Нужно еще что-то добавить?

Нет, я все понял, — ответил Макс. — Просто тоже не хочется стать сукой.

Теперь я не понял.

И не поймешь. Ладно, посмотрим, оставляй координаты, вечером я дам тебе ответ.

Договорились, — кивнул Мэд. — Но не тяни, я не люблю тратить время попусту.

* * *

Скай отвел взгляд от монитора, посмотрел в потемневшие, пьяные, вызывающие глаза, скользнул взглядом по влажному от тумана черному плащу, захлопнул ноутбук.

Есть что-нибудь…спиртное? — спросил Арин, скидывая плащ с плеч, расстегивая металлические застежки ремней.

Ты и так в хлам, — раздраженно ответил Скай, думая о том, намеренно ли он избавился от маячка или это была случайность.

Зато я многое понял, — рассмеялся Арин. — Знаешь, что мы такое?

Ляг спать.

Не хочу.

Арин разочарованно погремел бутылками в баре, скривился:

Придется пить вино… Ты думал о том, что мы такое?

Нет.

А зря. Это интересно. Я сегодня общался с одной фотографией… Рекламой, точнее.

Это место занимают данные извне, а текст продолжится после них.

PR #316, opened 2019-12-12
Fix compilation error in merger

warrd:
Due to a merged PR not being against latest changes on master.


warrd:
@jamesgorrie not to do with default arguments, its pattern matching against a case class which had an extra field added on master, but the merged PR did not have the latest changes

warrd:
There is something to be said about requiring all latest changes from `master` on the branch that is being merged in (github has an option for this), but due to slowness of the builds I think probably better to live with things as is

PR #318, opened 2019-12-12
Merge multiple items Sierra works with METS works

alicefuzier:
Resolves https://github.com/wellcometrust/platform/issues/4104


pipeline/merger/src/main/scala/uk/ac/wellcome/platform/merger/rules/physicaldigital/SierraPhysicalDigitalMergeRule.scala
```diff
@@ -8,37 +8,31 @@ import uk.ac.wellcome.platform.merger.rules.{MergerRule, WorkPairMerger}
 
 /** If we have a pair of Sierra records:
   *
-  *   - One of which has a single Physical location ("physical work")
+  *   - One of which has a at least one item with at least a Physical location ("physical work")
```
warrd: Would read better like this IMO:

```suggestion
  *   - One of which has a at least one item containing a Physical location ("physical work")
```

Ты идиот? — не выдержал Скай.

Так вот, — невозмутимо продолжил Арин, наливая вино в стакан. — И пришел к выводу, что мы алименты, которые Сатана платит по привычке, переводя нас на давно закрытый счет умершего бога.

Все, открытия на этот день завершены? Иди спать.

Не завершены. Оказывается, я могу быть активом… И вроде, неплохим… Будешь пить?

Шлюха ты чертова, неисправимая, — тихо сказал Скай, беря второй стакан. — Если бы ты знал, что ты творишь, что меня из-за тебя ждет.

Арин обернулся, посмотрел через плечо:

Я сейчас понимаю, как небо может пахнуть взглядами. Смотрю на тебя и понимаю.

Смотря, что чувствовать, когда смотришь.

Сумасшествие, — осторожно сказал Скай.

Арин кивнул:

Неудивительно. Эти слова сказал именно сумасшедший, поэтому и странно, что я их понял. Может, я тоже псих?

Ты пьяный просто, — задумавшись о чем-то другом, ответил Скай. — Не знаю, как ты еще на ногах держишься. Сумасшедших не бывает.

Бывают. Если у человека нет датчика, то все может быть.

Арин допил вино, отставил стакан, потянул вверх тонкую синтетику черной водолазки.

Скай опустил глаза, скользнул взглядом по подтянутому животу, заметил размытые подтеки крови на его коже. Арин откинул водолазку, тоже посмотрел на кровь:

Надо смыть… Не хочешь помочь?

Нет. Давай быстро в ванную, потом поговорим.

Оставшись в комнате один, Скай вновь открыл ноутбук, посмотрел на зеленый неподвижный огонек маячка на мониторе, прикинул что-то в уме, вспомнил все сказанное Арином за вечер и сжал виски руками, похолодев от невероятной догадки.